Trabzon’un göbeğinde, en koyusundan Ak Partili bir ağabeyimizle karşılaştık.

Partinin kuruluş yıllarında, önemli görevlerde bulunmuş bahse konu büyüğümüzle epeycedir görüşememiş olduğumuzun yarattığı hasret ve özlemden mütevellit..

Hani şöyle sosyal mesafeli, ama oldukça samimi denilebilecek birkaç dakikalık ama hacmi büyük sohbetimiz oldu.

Aktif mesleğimizi sürdürdüğümüz alanın biliniyor olması hasebiyle pandemiden başlayıp, zamanla ekonomi ve siyasete evrilen muhabbetimizde, laf dönüp dolaşıp iktidar partisinin Covid-19 sürecinde düzenlediği kongrelere geldi.

İçinde bulunduğumuz şartlar değerlendirildiğinde, yurdun dört bir yanında yüksek katılımlı kongreler gerçekleştirmenin muhalefete koz vermenin yanında, parti tabanında da ciddi rahatsızlıklar yarattığını dile getiren siyasetçi ağabeyimizin yaptığı özeleştiri ve açık sözlülüğü günün teşkilatlarında görebilmek hakikaten imkânsız.

Bu bağlamda…

Partide lafı dinlenir bazı kişilerin muhalefetten çok daha iyi çalışıp onlara pek iş bırakmadığını…

Ve dolayısıyla Cumhurbaşkanı Erdoğan’ın bu gibi yönlendirmelerle seçmen karşısında zor durumda bırakılacağını okkalı cümlelerle ifade eden Ak Partili ağabeyimiz, haksızlıkları dile getirmenin parti içersinde de artık vatan hainliğiyle eşdeğer muamele gördüğünü ileri sürdü.

Sayılı dünya ekonomilerinin bile ciddi zararlar gördüğü pandemi sürecinde, ülkemizde yaşanan ekonomik buhranın etkilerinin adeta şatafata teslim olmuş bürokrasinin büyük kısmıyla birlikte, Ak Parti’nin önde gelen isimlerince de alaycı bir şekilde yok sayılmasının vatandaş nezdinde hoş karşılanmadığını vurgulayan hatırı sayılır eski siyasetçi…

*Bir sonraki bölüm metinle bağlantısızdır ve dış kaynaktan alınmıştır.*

PR #806, opened 2021-12-10
feat(backend): Update `seat_price` algorithm

### LINKED ISSUE #797: Seat price after switching to the new validator seat allocation algorithm
Protocol version 49 will introduce the new validator seat allocation algorithm, which will change the way the seat price is calculated.
Please consider updating the "Seat Price" field on the Nodes pages.

Details on how to calculate Seat Price can be found here: https://github.com/near/near-cli/issues/895

shelegdmitriy:
Resolves #797

### DIFF
--- a/backend/package-lock.json
+++ b/backend/package-lock.json
@@ -943,9 +943,9 @@
       "integrity": "sha512-8ZtvEnA2c5aYCZYd1cvgdnU6cqwixRoYg70xPLWUws5ORTa/lnw+u4amixRS/Ac5U5mQVgp9pnlSUnbNWFaWZQ=="
     },
     "node_modules/near-api-js": {
-      "version": "0.44.0",
-      "resolved": "https://registry.npmjs.org/near-api-js/-/near-api-js-0.44.0.tgz",
-      "integrity": "sha512-aYJhIOf/c9zd9GSTtKHIbfu9cDdLZYPNoHl0k0i+/Kk1AFUmvtEaNcohC278yxiJfS16kOYCuqHl5u6GKh9G/g==",
+      "version": "0.44.1",
+      "resolved": "https://registry.npmjs.org/near-api-js/-/near-api-js-0.44.1.tgz",
+      "integrity": "sha512-c3kE5tBdlQJTKk9gC9CnToMnO2fSAuM/PRuAhMme2PUV+1KcRtmgczG9Q4kZi2KyeSYQFnlkyYyolz66iNhpxw==",
       "dependencies": {
         "bn.js": "5.2.0",
         "borsh": "^0.6.0",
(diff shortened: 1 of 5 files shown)


backend/src/near.js
```diff
@@ -25,12 +25,16 @@ const queryFinalBlock = async () => {
...
+  );
   const networkProtocolConfig = await nearRpc.sendJsonRpc(
     "EXPERIMENTAL_protocol_config",
     { finality: "final" }
   );
   const epochStatus = await nearRpc.sendJsonRpc("validators", [null]);
-  const numSeats =
+  const maxNumberOfSeats =
     networkProtocolConfig.num_block_producer_seats +
     networkProtocolConfig.avg_hidden_validator_seats_per_shard.reduce(
```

Özellikle partinin teşkilat yapılanmalarında artık seçiciliğin rafa kalktığını ve böylelikle ideolojiye zarar verebilecek kişilerin Ak Parti ile kimlik kazanma çabasına müsaade edildiğini vurguladı.

Ne diyelim?

- Umarız; Onca oyuna, kumpasa rağmen 19 yıldır halktan aldığı güvenle, gücü elinden bırakmayan Ak Parti, bahse konu bu iddialardan aklanır…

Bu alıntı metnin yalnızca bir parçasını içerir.